▸ EXERCISE AIM
Show, from the records below, all lines that contain the word "getBufferSize".

Segment Start: DATASET RECORDS

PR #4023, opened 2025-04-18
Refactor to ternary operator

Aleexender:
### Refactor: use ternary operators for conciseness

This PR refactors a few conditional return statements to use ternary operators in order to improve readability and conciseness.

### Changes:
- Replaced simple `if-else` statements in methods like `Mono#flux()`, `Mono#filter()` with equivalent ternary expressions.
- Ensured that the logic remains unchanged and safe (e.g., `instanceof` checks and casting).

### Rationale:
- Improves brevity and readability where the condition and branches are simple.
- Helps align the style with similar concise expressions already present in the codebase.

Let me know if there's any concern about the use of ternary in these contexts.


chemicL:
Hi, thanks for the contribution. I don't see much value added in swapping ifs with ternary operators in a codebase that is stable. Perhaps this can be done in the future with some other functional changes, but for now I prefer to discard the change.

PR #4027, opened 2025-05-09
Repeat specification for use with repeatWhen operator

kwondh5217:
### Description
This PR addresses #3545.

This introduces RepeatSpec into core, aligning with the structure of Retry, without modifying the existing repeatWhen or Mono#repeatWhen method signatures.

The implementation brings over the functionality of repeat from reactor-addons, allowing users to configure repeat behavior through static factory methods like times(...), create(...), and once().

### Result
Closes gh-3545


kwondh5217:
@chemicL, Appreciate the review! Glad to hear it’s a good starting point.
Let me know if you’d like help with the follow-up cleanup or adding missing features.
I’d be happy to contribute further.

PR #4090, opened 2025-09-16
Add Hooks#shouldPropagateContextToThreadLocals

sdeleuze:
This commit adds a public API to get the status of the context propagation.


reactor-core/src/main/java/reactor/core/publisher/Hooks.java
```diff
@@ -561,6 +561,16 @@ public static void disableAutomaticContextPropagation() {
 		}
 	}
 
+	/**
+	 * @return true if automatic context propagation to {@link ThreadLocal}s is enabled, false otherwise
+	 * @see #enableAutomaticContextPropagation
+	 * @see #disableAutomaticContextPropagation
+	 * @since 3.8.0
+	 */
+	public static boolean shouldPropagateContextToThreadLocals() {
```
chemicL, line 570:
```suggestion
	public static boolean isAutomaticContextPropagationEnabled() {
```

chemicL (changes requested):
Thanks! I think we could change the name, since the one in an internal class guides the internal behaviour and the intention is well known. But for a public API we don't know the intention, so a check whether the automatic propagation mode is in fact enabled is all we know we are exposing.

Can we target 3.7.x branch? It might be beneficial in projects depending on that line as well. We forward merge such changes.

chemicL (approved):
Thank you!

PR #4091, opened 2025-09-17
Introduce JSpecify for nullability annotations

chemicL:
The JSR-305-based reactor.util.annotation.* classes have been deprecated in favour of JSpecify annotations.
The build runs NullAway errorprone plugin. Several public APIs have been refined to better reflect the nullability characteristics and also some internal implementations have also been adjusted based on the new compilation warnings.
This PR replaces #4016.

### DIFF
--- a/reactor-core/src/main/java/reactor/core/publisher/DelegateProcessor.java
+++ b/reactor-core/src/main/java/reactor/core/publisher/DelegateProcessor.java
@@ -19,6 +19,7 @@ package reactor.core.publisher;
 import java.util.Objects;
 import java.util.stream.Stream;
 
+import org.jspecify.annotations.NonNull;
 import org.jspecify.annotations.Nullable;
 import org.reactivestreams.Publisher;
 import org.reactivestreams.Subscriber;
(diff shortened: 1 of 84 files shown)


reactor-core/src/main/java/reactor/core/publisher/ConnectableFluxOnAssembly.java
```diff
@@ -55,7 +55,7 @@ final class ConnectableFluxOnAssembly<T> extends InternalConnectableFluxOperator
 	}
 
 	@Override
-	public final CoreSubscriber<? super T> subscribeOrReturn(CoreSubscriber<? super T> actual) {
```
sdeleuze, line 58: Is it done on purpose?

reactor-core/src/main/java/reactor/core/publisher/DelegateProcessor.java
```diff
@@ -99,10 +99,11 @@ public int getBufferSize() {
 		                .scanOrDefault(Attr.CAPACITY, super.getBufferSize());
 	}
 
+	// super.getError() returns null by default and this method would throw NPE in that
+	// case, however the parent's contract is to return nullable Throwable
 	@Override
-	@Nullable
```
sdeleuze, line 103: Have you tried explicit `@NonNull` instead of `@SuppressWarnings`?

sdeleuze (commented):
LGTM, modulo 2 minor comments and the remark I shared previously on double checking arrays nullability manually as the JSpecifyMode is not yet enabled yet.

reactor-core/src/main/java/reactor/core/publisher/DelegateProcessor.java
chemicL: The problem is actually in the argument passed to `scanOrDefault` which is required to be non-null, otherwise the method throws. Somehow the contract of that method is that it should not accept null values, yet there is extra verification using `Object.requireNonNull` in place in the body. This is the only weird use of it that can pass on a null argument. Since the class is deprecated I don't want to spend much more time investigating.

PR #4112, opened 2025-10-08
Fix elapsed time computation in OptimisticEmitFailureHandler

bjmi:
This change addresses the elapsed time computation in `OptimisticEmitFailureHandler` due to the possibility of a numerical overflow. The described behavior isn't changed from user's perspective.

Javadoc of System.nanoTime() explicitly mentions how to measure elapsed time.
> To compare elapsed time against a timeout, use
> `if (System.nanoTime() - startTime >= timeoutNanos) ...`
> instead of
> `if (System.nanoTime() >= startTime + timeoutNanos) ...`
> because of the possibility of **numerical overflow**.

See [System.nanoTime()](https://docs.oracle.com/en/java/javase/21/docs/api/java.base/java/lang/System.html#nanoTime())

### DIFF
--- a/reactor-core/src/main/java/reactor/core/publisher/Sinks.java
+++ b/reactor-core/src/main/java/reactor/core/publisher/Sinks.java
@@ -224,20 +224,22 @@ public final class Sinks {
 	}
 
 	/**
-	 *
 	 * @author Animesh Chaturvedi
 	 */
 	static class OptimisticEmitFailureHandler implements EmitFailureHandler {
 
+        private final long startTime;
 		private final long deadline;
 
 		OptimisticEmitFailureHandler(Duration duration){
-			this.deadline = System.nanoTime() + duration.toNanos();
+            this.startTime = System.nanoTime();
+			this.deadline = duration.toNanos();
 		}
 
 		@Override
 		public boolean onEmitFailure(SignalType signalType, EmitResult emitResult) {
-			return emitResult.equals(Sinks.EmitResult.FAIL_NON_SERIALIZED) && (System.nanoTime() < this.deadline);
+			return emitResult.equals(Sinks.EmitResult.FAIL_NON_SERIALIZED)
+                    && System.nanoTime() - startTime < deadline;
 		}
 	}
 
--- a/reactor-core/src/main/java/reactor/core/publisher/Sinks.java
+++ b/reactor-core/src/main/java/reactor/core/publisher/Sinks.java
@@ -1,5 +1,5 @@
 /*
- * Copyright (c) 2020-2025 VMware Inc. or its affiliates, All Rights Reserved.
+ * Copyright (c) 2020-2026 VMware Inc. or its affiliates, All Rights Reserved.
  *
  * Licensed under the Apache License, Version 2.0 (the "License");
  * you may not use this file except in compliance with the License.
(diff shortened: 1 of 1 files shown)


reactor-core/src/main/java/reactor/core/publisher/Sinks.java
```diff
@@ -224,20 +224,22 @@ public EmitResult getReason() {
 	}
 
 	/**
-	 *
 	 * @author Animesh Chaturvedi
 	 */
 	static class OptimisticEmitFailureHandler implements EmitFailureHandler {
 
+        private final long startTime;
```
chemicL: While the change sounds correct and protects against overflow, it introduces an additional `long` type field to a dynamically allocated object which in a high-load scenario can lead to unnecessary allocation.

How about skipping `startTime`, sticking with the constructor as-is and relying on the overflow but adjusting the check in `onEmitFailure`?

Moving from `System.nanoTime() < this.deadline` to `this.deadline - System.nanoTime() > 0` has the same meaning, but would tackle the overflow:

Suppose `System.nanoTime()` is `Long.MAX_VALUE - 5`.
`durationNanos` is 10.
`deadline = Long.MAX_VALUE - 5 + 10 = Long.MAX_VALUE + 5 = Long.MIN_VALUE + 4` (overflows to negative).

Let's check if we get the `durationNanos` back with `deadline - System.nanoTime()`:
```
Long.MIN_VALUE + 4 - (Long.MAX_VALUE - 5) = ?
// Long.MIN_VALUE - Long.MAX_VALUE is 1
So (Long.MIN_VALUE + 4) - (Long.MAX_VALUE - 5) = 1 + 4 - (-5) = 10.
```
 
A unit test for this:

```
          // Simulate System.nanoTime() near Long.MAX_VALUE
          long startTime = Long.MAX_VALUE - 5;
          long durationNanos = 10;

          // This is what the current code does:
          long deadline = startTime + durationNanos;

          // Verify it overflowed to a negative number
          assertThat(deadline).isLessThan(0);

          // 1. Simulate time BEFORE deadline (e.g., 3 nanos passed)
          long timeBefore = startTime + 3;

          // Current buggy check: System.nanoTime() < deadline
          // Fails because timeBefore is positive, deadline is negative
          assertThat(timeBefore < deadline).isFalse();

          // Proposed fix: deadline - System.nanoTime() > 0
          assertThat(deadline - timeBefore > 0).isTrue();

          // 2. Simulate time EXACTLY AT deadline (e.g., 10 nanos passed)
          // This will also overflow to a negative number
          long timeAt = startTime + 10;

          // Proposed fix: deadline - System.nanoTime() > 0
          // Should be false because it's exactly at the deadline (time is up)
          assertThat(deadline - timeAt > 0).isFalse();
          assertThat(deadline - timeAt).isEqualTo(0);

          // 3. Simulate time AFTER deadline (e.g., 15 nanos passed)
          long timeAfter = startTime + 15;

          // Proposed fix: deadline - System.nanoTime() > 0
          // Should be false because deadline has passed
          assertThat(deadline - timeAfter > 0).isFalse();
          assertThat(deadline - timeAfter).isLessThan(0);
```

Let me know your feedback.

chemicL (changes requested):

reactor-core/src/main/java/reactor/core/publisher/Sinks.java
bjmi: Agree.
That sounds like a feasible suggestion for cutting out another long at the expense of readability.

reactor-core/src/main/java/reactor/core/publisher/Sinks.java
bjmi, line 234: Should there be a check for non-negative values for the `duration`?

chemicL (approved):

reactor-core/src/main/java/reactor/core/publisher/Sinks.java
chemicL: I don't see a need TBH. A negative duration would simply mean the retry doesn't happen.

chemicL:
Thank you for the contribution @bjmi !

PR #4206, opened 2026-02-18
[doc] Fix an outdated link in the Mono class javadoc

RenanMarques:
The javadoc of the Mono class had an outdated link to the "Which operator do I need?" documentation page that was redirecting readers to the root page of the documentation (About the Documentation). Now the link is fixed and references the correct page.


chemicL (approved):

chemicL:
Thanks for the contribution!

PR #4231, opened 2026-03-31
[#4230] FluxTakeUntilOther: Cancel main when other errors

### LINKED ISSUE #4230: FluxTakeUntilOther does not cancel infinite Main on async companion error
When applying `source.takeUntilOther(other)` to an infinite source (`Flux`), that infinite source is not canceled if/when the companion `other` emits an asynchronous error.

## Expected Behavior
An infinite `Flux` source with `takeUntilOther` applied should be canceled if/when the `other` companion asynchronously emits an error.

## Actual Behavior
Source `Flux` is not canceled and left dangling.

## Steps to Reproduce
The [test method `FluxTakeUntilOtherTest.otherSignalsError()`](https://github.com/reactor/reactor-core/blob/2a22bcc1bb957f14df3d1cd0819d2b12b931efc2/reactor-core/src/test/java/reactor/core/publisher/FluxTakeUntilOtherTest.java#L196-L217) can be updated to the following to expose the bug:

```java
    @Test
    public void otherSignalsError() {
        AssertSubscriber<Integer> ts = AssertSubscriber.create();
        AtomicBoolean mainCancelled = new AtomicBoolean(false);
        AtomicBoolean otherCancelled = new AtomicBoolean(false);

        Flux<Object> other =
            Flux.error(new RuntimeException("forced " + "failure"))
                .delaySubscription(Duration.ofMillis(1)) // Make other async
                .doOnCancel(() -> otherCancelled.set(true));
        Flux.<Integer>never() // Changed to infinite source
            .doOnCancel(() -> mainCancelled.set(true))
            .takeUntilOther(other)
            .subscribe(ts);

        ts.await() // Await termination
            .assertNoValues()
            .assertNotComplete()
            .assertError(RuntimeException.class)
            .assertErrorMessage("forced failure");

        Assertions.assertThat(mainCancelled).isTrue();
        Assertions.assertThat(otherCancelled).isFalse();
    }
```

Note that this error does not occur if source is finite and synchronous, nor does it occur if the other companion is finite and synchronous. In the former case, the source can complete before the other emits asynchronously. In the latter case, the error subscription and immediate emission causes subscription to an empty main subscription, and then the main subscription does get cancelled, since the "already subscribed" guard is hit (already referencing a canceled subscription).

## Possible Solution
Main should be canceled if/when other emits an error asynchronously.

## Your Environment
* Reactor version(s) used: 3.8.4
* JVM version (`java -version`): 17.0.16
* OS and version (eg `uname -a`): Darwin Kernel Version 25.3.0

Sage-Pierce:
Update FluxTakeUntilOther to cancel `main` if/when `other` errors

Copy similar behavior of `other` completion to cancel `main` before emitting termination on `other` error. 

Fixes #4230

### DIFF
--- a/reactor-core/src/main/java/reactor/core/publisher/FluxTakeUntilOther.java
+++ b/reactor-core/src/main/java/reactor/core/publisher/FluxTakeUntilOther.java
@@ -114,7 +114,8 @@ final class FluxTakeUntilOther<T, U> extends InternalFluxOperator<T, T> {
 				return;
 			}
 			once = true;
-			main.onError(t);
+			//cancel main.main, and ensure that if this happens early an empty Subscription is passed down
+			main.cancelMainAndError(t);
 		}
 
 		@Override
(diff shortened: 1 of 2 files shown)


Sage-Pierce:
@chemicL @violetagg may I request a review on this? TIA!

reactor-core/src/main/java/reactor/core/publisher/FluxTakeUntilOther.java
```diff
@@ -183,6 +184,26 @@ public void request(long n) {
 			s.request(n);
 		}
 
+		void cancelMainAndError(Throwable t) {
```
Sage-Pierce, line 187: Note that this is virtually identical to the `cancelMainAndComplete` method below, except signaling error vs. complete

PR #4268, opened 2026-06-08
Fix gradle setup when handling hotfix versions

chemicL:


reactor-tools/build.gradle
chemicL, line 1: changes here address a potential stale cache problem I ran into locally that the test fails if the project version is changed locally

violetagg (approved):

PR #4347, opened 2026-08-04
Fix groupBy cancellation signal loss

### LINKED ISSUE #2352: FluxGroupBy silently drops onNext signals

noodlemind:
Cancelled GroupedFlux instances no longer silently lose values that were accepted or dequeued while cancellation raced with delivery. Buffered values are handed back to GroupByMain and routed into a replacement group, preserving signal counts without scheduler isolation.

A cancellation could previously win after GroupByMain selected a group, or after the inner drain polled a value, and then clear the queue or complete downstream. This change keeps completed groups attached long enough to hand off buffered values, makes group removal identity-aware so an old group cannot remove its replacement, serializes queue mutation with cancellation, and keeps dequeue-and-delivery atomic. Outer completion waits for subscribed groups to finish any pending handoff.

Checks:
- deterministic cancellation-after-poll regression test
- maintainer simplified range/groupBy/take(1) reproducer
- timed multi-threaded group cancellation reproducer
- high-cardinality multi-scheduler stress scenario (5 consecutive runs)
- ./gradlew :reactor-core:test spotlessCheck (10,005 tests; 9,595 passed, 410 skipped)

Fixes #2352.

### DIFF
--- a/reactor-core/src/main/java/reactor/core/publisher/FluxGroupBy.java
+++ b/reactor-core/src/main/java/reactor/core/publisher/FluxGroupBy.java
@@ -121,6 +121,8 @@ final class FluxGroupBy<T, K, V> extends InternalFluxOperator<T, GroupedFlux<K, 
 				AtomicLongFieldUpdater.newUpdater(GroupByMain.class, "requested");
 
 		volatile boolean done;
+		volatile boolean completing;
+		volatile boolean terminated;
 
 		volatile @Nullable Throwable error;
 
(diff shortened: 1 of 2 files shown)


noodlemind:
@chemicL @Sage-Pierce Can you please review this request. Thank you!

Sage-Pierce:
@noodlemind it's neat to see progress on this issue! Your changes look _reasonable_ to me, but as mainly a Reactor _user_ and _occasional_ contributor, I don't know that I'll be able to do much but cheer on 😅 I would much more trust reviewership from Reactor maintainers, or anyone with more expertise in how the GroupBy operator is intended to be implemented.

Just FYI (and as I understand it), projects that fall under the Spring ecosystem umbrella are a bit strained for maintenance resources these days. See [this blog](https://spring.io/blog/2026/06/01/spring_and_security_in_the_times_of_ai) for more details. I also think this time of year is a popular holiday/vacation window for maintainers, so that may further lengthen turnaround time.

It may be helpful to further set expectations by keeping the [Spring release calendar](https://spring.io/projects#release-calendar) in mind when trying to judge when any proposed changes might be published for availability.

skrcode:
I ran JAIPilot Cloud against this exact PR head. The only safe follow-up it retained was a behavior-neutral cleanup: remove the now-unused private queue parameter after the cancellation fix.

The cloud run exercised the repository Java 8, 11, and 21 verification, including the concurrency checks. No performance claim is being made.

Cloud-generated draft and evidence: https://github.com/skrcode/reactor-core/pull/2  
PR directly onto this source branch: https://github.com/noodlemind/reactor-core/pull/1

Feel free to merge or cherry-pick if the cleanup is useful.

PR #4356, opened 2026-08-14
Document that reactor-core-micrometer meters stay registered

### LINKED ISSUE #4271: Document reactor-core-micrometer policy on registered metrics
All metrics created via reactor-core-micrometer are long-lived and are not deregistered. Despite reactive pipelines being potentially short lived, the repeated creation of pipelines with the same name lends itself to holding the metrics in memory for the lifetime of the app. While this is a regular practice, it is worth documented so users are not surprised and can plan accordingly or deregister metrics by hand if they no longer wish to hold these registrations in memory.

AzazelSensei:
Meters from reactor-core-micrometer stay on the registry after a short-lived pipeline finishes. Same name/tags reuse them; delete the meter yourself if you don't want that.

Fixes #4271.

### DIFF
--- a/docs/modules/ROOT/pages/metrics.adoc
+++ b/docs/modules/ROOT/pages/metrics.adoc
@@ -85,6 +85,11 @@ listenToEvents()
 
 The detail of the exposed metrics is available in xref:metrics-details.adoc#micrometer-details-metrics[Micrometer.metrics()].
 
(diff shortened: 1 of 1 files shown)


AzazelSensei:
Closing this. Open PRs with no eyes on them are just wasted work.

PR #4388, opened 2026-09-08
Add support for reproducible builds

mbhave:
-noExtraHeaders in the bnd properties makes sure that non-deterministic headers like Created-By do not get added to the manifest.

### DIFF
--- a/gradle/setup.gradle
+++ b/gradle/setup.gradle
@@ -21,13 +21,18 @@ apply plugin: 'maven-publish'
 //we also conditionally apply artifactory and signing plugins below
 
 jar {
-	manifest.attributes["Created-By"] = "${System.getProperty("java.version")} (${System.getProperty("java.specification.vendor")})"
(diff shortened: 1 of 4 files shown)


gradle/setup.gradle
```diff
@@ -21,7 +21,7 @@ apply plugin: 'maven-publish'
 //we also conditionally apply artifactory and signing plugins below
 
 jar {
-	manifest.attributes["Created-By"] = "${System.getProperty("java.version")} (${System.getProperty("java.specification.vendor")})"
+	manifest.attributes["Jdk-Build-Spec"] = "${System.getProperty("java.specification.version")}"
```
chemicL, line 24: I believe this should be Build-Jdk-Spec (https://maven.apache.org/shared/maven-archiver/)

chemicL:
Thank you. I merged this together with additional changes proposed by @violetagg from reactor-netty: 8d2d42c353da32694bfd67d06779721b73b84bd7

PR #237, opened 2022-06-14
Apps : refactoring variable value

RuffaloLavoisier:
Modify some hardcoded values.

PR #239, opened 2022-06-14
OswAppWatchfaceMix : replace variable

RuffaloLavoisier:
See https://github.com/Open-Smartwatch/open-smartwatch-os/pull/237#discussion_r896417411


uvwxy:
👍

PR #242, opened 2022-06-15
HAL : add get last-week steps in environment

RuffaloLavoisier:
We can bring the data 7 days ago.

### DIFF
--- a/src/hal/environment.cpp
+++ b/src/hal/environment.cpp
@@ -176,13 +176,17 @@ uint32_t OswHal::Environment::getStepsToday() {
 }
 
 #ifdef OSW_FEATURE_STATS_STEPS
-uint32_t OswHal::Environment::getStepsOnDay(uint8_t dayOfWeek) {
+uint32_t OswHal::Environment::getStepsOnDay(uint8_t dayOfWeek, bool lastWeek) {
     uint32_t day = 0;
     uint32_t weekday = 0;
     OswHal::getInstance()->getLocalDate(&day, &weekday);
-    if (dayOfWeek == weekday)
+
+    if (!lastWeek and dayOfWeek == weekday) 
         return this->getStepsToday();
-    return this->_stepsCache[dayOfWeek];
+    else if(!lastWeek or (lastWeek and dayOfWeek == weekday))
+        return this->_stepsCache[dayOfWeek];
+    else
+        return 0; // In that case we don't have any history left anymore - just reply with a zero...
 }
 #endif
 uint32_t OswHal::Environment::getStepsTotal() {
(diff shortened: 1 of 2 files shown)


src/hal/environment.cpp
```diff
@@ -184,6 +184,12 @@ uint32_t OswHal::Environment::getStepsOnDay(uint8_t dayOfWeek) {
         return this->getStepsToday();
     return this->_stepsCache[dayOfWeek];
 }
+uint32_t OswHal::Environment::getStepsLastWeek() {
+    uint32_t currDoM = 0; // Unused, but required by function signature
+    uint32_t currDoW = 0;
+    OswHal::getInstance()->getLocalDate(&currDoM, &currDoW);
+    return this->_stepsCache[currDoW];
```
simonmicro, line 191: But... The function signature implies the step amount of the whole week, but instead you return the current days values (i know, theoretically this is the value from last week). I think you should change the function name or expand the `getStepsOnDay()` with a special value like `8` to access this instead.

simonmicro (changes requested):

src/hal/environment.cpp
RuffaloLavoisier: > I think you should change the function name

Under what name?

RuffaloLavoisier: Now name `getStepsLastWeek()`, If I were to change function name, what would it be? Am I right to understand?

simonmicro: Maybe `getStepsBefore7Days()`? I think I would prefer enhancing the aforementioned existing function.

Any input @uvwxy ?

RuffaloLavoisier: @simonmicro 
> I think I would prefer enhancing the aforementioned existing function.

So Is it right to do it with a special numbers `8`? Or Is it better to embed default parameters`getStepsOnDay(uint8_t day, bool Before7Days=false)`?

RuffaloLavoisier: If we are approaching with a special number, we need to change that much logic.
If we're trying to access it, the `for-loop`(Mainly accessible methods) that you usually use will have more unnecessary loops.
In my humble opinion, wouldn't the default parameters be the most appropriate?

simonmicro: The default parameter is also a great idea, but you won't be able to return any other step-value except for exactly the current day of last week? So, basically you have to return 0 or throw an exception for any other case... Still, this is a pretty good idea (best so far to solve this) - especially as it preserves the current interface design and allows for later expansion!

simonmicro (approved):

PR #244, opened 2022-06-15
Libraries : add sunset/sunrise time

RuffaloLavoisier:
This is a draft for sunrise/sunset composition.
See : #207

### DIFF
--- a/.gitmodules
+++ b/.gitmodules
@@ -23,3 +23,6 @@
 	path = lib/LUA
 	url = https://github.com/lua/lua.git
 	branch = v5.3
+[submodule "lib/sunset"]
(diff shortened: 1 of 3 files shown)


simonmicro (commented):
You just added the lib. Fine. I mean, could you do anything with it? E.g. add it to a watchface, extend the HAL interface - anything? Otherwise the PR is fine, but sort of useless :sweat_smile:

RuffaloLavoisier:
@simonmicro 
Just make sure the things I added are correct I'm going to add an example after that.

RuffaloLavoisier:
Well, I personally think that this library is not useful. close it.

Segment End: DATASET RECORDS

▸ ANSWER
@@ -99,10 +99,11 @@ public int getBufferSize() {
 		                .scanOrDefault(Attr.CAPACITY, super.getBufferSize());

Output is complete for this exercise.